Source records:
·····

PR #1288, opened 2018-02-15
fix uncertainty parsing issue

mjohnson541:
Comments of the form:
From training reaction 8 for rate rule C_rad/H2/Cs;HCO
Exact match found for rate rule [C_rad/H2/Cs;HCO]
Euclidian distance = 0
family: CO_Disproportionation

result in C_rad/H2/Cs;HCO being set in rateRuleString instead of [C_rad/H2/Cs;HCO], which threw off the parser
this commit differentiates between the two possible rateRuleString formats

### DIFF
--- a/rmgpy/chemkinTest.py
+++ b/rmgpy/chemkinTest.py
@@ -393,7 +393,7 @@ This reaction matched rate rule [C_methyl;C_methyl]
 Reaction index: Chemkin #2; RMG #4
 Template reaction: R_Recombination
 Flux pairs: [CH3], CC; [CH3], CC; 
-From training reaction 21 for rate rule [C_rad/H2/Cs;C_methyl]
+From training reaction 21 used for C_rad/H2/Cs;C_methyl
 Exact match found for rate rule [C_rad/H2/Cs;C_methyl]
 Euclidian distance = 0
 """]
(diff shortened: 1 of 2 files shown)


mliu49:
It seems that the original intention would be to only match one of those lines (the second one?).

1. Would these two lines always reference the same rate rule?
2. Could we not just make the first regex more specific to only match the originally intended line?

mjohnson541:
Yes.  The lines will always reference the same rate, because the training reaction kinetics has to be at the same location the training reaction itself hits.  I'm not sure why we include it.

·····

__TASK STATEMENT__:
Using the records above, gather all lines where the string "training" is present.

__RESPONSE TO THE EXERCISE__:
From training reaction 8 for rate rule C_rad/H2/Cs;HCO
-From training reaction 21 for rate rule [C_rad/H2/Cs;C_methyl]
+From training reaction 21 used for C_rad/H2/Cs;C_methyl
Yes.  The lines will always reference the same rate, because the training reaction kinetics has to be at the same location the training reaction itself hits.  I'm not sure why we include it.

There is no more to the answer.